Dialog berlangsung dalam suasana terbuka namun serius. Seluruh pihak sepakat menjadikan pertemuan tersebut sebagai ajang evaluasi menyeluruh terhadap dampak ekologis, sosial, dan ekonomi yang ditimbulkan oleh operasional kedua perusahaan tersebut. AMAL Nias Selatan menyampaikan langsung berbagai keluhan dan keresahan masyarakat yang selama ini hidup berdampingan dengan aktivitas perusahaan.
Aliansi menegaskan bahwa masyarakat merasakan degradasi lingkungan yang semakin parah, mulai dari rusaknya kawasan hutan hingga ancaman terhadap sumber mata pencaharian warga.

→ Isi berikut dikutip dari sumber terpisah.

PR #12835, opened 2025-08-08
[WIP] Update TypeScript documentation

jerelmiller:


docs/source/data/queries.mdx
```diff
@@ -16,6 +16,12 @@ This article shows how to fetch GraphQL data in React with the `useQuery` hook a
 
 ## Prerequisites
 
+<Note>
```
jerelmiller, line 19: Without fully restructuring everything, I figured this was a cheap way to bring attention to the TypeScript guide more up-front. Other ideas welcome.

docs/source/data/fragments.mdx
```diff
@@ -1585,3 +1585,130 @@ query GetPosts {
...
+```ts {1,8-10} title="masked-types.ts"
+import type { Unmasked } from "@apollo/client";
+
+type Masked<TData> = TData & {
+  isMasked?: true;
+};
+
+// `MaybeMasked` assumes `TData` is already in its masked form
+type MaybeMasked<TData> =
+  TData extends { __masked?: true } ? Omit<TData, "__isMasked">
```
phryneas:
```suggestion
  TData extends { isMasked?: true } ? Omit<TData, "isMasked">
```

Although tbh., I'd prefer the opposite, using `__isMasked` in both places.

docs/source/data/fragments.mdx
```diff
@@ -1585,3 +1585,130 @@ query GetPosts {
 Repeat this process until all `@unmask` directives have been removed from your codebase.
 
 Congratulations 🎉! Your application is now using data masking everywhere 😎.
+
+### Defining your own masking types using higher-kinded types
+
+By default, Apollo Client uses GraphQL Codegen's [fragment masking](https://the-guild.dev/graphql/codegen/plugins/presets/preset-client#fragment-masking) output and orients its masking utility types around this format. If you aren't using GraphQL Codegen to generate your types, or your types are generated in a different format, the default type implementations built into Apollo Client might be incompatible which results in inaccurate types.
+
+You can use a technique called 'higher-kinded types' (HKT) to provide your own type implementations for Apollo Client's masking types.
+
```
phryneas, line 1559:
```suggestion
<Note>

You can think of higher-kinded types as a way to define types and interfaces with generics that can be filled in by Apollo Client internals at a later time. Passing around un-evaluated types like this is usually not possible in TypeScript.

</Note>
```

docs/source/data/fragments.mdx
```diff
@@ -1585,3 +1585,130 @@ query GetPosts {
...
+}
+```
+
+And thats it! Now when we use the `Masked` type in our application or Apollo Client uses the `MaybeMasked` type in its APIs, our custom implementation will be used instead 🎉.
+
+#### Available type overrides
+
+The following masking utility types available for override. The GraphQL Codegen type implementation is used by default types that do not have a type override.
+
+- `Masked<TData>` - Marks `TData` as masked. The marked `TData` type is used by `MaybeMasked` when the [types mode](#setting-a-types-mode-for-masked-types) is `unmask` to determine whether to apply `Unmask` on `TData`.
```
phryneas: This is very much geared towards Cogegen in wording, and `Masked` also feels like an implementation detail of the codegen specific implementation.

Assume that `TData` had a completely different shape, like
```ts
{
   " __masked": { __typename: string, id: string },
   " __unmasked": { __typename: string, id: string, name: string, birthdate: string },
}
```
in that case, a type named `Masked` should probably not "mark the type as masked" (which another implementation might not even have), but "return the masked version of the type", so something like
```ts
{
   " __masked": { __typename,: string id: string },
   " __unmasked": { __typename: string, id: string, name: string, birthdate: string },
   " __state": "masked",
   __typename: string,
   id: string
}
```
it would be more in line with what `MaybeMasked` does today. It might even make sense to give `MaybeMasked` a more fitting name in that light?

I *think* that would align with how we are using the types and would give a better explanation.

Some questions here I can't answer from the back of my mind:

* should `HoweverMaybeMaskedWillBeCalled<Unmasked<TData>>` work?
* should `Unmasked<HoweverMaybeMaskedWillBeCalled<TData>>` work?

Or in other words, should we require these types to be able to switch back and forth?

I think it would be a good idea generally, and if it applies to our current types, we should probably document this as a requirement.

docs/source/data/fragments.mdx
```diff
@@ -1585,3 +1585,130 @@ query GetPosts {
...
+- `MaybeMasked<TData>` - Returns `TData` as either masked or unmasked depending on the [types mode](#setting-a-types-mode-for-masked-types).
+- `Unmasked<TData>` - Unwraps `TData` into the full result.
+
+For more information about other types that can be overridden in Apollo Client, see the [TypeScript guide](../development-testing/static-typing).
+
+<Tip>
+
+You might not need to define type overrides for every overridable type. For example, if you don't use the `Masked` or `MaskedDocumentNode` utility types in your application, you don't need to provide type overrides for these types.
+
+</Tip>
```
phryneas: In that light... should we reduce this to the minimum "exposed" API?
`Masked` and `MaskedDocumentNode` are still available in `GraphQLCodegenDataMasking.Masked` and `GraphQLCodegenDataMasking.MaskedDocumentNode`.

docs/source/data/fragments.mdx
```diff
@@ -1519,3 +1544,133 @@ query GetPosts {
...
+
+You can use a technique called 'higher-kinded types' (HKT) to provide your own type implementations for Apollo Client's masking types. You can think of higher-kinded types as a way to define types and interfaces with generics that can be filled in by Apollo Client internals at a later time. Passing around un-evaluated types is otherwise not possible in TypeScript.
+
+#### Example
+
+Let's add our own type overrides for the `MaybeMasked` and `Unmasked` utility types. The `MaybeMasked` type is used throughout Apollo Client to conditionally return either the masked or unmasked type definition for a given type. The `Unmasked` type unwraps a masked type to its full result type and is used throughout Apollo Client where the full data type is needed for a given API (e.g. `client.writeQuery`).
```
phryneas:
```suggestion
Let's add our own type overrides for the `MaybeMasked` and `Unmasked` utility types.

The `MaybeMasked` type is used throughout Apollo Client to return the masked or unmasked type definition for a given type, assuming they have data masking types enabled and are "mask-able" - otherwise it will just return the "unmasked" type that is passed in. 
(So when writing these types, you can assume that the user has data masking types enabled.)

The `Unmasked` type unwraps a masked type to its full result type and is used throughout Apollo Client where the full data type is needed for a given API (e.g. `client.writeQuery`).
```

I would split this into two paragraphs and add a bit more explanation to the "conditional" nature of `MaybeMasked`.

docs/source/development-testing/static-typing.mdx
```diff
@@ -7,593 +7,843 @@ As your application grows, a type system can become an essential tool for catchi
...
-    variables: { episode }
-  })
-});
+- `FragmentType<TFragmentData>` - Type used with fragments to ensure parent objects contain the fragment spread
+- `Unmasked<TData>` - Unwraps masked types into the full result type
+- `MaybeMasked<TData>` - Conditionally returns either masked or unmasked type
+- `Complete<TData>` - Type returned when `dataState` is `"complete"`
+- `Streaming<TData>` - Type returned when `dataState` is `"streaming"` (for `@defer` queries)
+- `Partial<TData>` - Type returned when `dataState` is `"partial"`
+- `AdditionalApolloLinkResultTypes` - Additional types that can be returned from Apollo Link operations
```
phryneas:
```suggestion
- `AdditionalApolloLinkResultTypes<TData, TExtensions>` - Additional types that can be returned from Apollo Link operations
```

docs/source/data/fragments.mdx
```diff
@@ -1519,3 +1544,137 @@ query GetPosts {
...
+
+### Defining your own masking types using higher-kinded types
+
+<Note>
+
+If you are using the [data masking types generated from GraphQL Codegen](#setting-data-masking-types), you can safely skip this section.
+
+</Note>
+
+By default, Apollo Client uses GraphQL Codegen's [fragment masking](https://the-guild.dev/graphql/codegen/plugins/presets/preset-client#fragment-masking) output and orients its masking utility types around this format. If you aren't using GraphQL Codegen to generate your types, or your types are generated in a different format, the default type implementations built into Apollo Client might be incompatible which results in inaccurate types.
```
phryneas: This "by default" is not correct anymore.

docs/source/development-testing/static-typing.mdx
```diff
@@ -7,593 +7,964 @@ As your application grows, a type system can become an essential tool for catchi
...
 
-Below, we'll guide you through installing and configuring GraphQL Code Generator to generate types for your hooks and components.
+We'll guide you through installing and configuring GraphQL Code Generator to generate types for your GraphQL operations.
 
 ## Setting up your project
 
-> This article assumes your project already uses TypeScript. If not, [configure your project to use TypeScript](https://github.com/Microsoft/TypeScript-React-Conversion-Guide#typescript-react-conversion-guide) or [start a new project](https://create-react-app.dev/docs/adding-typescript/).
-
-To get started using GraphQL Code Generator, begin by installing the following packages (using Yarn or NPM):
+Install the following packages. This installation assumes you already have [installed `@apollo/client` and its dependencies](../get-started#step-2-install-dependencies).
```
phryneas, line 14: This ends up with a very misleading TOC

image

That kinda implies we recommend the client preset.

How about 

```diff
-## Setting up your project
## Setting up GraphQL Codegen
### Recommended starter configuration
### Notes about the Client preset
```
?


Also, we could generally need some more structure - some things are on the same level here when they should probably be nested deeper.

phryneas: All that said... do we maybe want to split this page into two?

One "setting up codegen" and one "using AC with TS"?

docs/source/data/fragments.mdx
jerelmiller: I swear it was when I wrote this paragraph! 🤣🤣🤣 

Let me workshop this a bit.

docs/source/development-testing/static-typing.mdx
jerelmiller: Let me start with the suggested change in navigation. I like that a lot and totally agree with you here. I'll time box separating these two into pages and agree it would read better with separate pages. I'll do a separate PR for that so we can at least get something out if we run out of time.

PR #12837, opened 2025-08-08
Rework data masking types

jerelmiller:
While working on #12835 we found some opportunity for improvement on the data masking types.

- The types mode has been removed in favor of always using the default "preserve types" mode.
- You must now opt-in to use GraphQL Codegen data masking types. By default, we use identity types for all masking types as if masking weren't enabled
- The `Masked` and `MaskedDocumentNode` types have been removed as these no longer have any effect with the default type preservation


src/masking/types.ts
```diff
@@ -1,63 +1,45 @@
...
+ * Returns TData as either masked or unmasked depending on whether masking is
+ * enabled.
  */
-export type Unmasked<TData> = ApplyHKTImplementationWithDefault<
-  TypeOverrides,
-  "Unmasked",
-  DefaultImplementation,
-  TData
->;
+export type MaybeMasked<TData> =
```
jerelmiller: I opted to leave `MaybeMasked` here since we still can't determine at any given time when to use the masked type or to unwrap the type with unmask. 

If we completely removed `MaybeMasked`, we'd force all formats in the future to output the masking types since the rest of Apollo Client would need to remove `MaybeMasked<TData>` in favor of plain `TData`. This wouldn't work super great with the preset output as you [suggest](https://github.com/apollographql/apollo-client/pull/12835#discussion_r2263066537) since we have no additional wrapping type to know how to pull out the masked/unmasked type.

As you can see, what I did here instead is remove `MaybeMasked` as an HKT type in favor of a new overridable `IsMaskingEnabled` type for determing if masking is enabled. In the case of GraphQLCodegen, we can assume it always generates the masked type. In the case of our preset in the future, we can update this to check for the presence of that updated format and unwrap it with the `Mask` type. This should cover all cases, whether or not the masked type is generated by default or is wrapped in a different object that nests the masks/unmasked variants.

.changeset/five-bugs-know.md
jerelmiller, line 1: Look at this from a zoomed out view, does this change make any sense? It might be worth just leaving the names alone to avoid confusion. Would love your thoughts.

jerelmiller: Made an executive decision to leave as-is. I saw no good reason to change as it felt like a change for the sake of change.

src/masking/GraphQLCodegenDataMasking.ts
```diff
@@ -1,38 +1,18 @@
...
   ContainsFragmentsRefs,
   RemoveFragmentName,
-  RemoveMaskedMarker,
   UnwrapFragmentRefs,
 } from "./internal/types.js";
 export declare namespace GraphQLCodegenDataMasking {
-  export interface Implementation {
-    Masked: HKTImplementation.Masked;
-    MaskedDocumentNode: HKTImplementation.MaskedDocumentNode;
+  export interface TypeOverrides {
```
jerelmiller, line 10: Renamed to `TypeOverrides` to make this more obvious what they are used for. This reads nicely when used in end-user code:

```ts
  export interface TypeOverrides extends GraphQLCodegenDataMasking.TypeOverrides {}
}
```

src/react/hooks/__tests__/useSuspenseQuery.test.tsx
```diff
@@ -12354,29 +12349,6 @@ describe("useSuspenseQuery", () => {
           >();
         }
       }
-
-      {
```
jerelmiller, line 12358: With the `Masked` type removed, these sections became copies of the block right before this so I removed it to avoid an unnecessary duplicate.

docs/source/data/fragments.mdx
```diff
@@ -1286,72 +1286,6 @@ To migrate from CodeGen's fragment masking feature to Apollo Client's data maski
 
 3. [Enable data masking](#enabling-data-masking) in Apollo Client.
 
-#### Setting a types mode for masked types
```
phryneas, line 1289: This document now needs some information on how to opt into the data masking types for codegen.

```ts title="apollo-client.d.ts
import { GraphQLCodegenDataMasking } from "@apollo/client/masking";

  export interface TypeOverrides extends GraphQLCodegenDataMasking.TypeOverrides {}
}
```

src/masking/PreserveTypes.ts
```diff
@@ -0,0 +1,29 @@
...
+
+    export interface MaybeMasked extends HKT {
+      arg1: unknown; // TData
+      return: PreserveTypes.MaybeMasked<this["arg1"]>;
+    }
+
+    export interface Unmasked extends HKT {
+      arg1: unknown; // TData
+      return: PreserveTypes.Unmasked<this["arg1"]>;
+    }
```
phryneas:
```suggestion
      return: never;
    }

    export interface MaybeMasked extends HKT {
      arg1: unknown; // TData
      return: this["arg1"];
    }

    export interface Unmasked extends HKT {
      arg1: unknown; // TData
      return: this["arg1"];
    }
```

I think here we can save another type instantiation.

Exporting the types below is still useful, but their implementation is so simple we can also inline it here without much maintenance burden.

src/masking/types.ts
```diff
@@ -1,43 +1,22 @@
 import type { TypeOverrides } from "@apollo/client";
 import type { ApplyHKTImplementationWithDefault } from "@apollo/client/utilities/internal";
 
-import type { GraphQLCodegenDataMasking } from "./GraphQLCodegenDataMasking.js";
-
-type DefaultImplementation = GraphQLCodegenDataMasking.Implementation;
+import type { PreserveTypes } from "./PreserveTypes.js";
 
 export interface DataMasking {}
```
phryneas, line 6: Should we also remove this interface?

phryneas (approved):

phryneas:
I'm going to apply one change (the suggested inlining in `PreserveTypes.ts` above) and merge this.

Everything else can easily be a follow-up, but it's probably good to get this out into a RC sooner than later.

docs/source/data/fragments.mdx
jerelmiller: Good call. I'll make sure that goes in https://github.com/apollographql/apollo-client/pull/12835

PR #12838, opened 2025-08-11
add a `removals` codemod

phryneas:


package.json
```diff
@@ -76,7 +76,8 @@
       "production": "./src/utilities/environment/index.production.ts",
       "development": "./src/utilities/environment/index.development.ts",
       "default": "./src/utilities/environment/index.ts"
-    }
+    },
+    "./zz_removals": "./src/zz_removals.ts"
```
jerelmiller: I love every part of this PR except this name 😆. What about something like `v4-migration`?

src/zz_removals.ts
```diff
@@ -0,0 +1,757 @@
+/**
+ * This file documents exports that have been removed from Apollo Client in 4.0.
+ *
+ * Executing the `removals` codemod will point removed exports to this file, where
+ * docblocks will explain the removal and suggest alternatives.
+ */
+
+export declare namespace Removals {
```
jerelmiller: Note for the upgrade guide: we will probably want to mention that any non-type exported from this entrypoint will cause runtime errors.

package.json
phryneas: Yeah I hate it too, I just wanted it to be alphabetically sorted to the end so users don't accidentally use it. 
If we don't plan for entrypoints starting with `w`, `x`, `y`, or `z`, `v4-migration` sounds great!

jerelmiller (approved):

PR #12840, opened 2025-08-14
move `AdditionalApolloLinkResultTypes` into `TypeOverrides`

phryneas:
This puts `AdditionalApolloLinkResultTypes` in line with the other type overrides.


.changeset/four-rockets-live.md
```diff
@@ -0,0 +1,14 @@
+---
+"@apollo/client": major
+---
+
+If you use an incremental delivery handler, you now have to explicitly opt into adding the chunk types to the `ApolloLink.Result` type.
```
jerelmiller, line 5: I'm good with this. Less magic and makes a ton of sense. Good change!

jerelmiller (approved):
Looks great! I like the change to be more explicit! 🚢 it

PR #12846, opened 2025-08-18
Add a new `legacyEntryPoints` codemod transformation step.

phryneas:


scripts/codemods/ac3-to-ac4/src/util/handleModuleRename.ts
```diff
@@ -39,6 +39,7 @@ export function handleModuleRename({
   function mergeIntoExistingOrRenameImport() {
     findImportDeclarationFor({ description: rename.from, context }).forEach(
       (sourcePath) => {
+        console.log("found " + sourcePath.node.source.value);
```
jerelmiller:
```suggestion
```

We probably don't want this in the end user's console 🙂 (unless of course this is intentional, which if it is, could you add a comment?)

phryneas: I want an AI that just looks for my stray console.logs 🤣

Kondisi ini dinilai telah melampaui batas toleransi dan membutuhkan tindakan tegas dari pemerintah.
Dalam forum tersebut, AMAL Nias Selatan mendesak Pemerintah Provinsi Sumatera Utara dan Pemerintah Kabupaten Nias Selatan agar tidak ragu mengambil langkah hukum. Aliansi meminta penghentian total hingga penutupan permanen seluruh aktivitas PT Gruti dan PT Teluk Nauli yang dianggap telah merusak ekosistem hutan serta mencemari lingkungan secara masif.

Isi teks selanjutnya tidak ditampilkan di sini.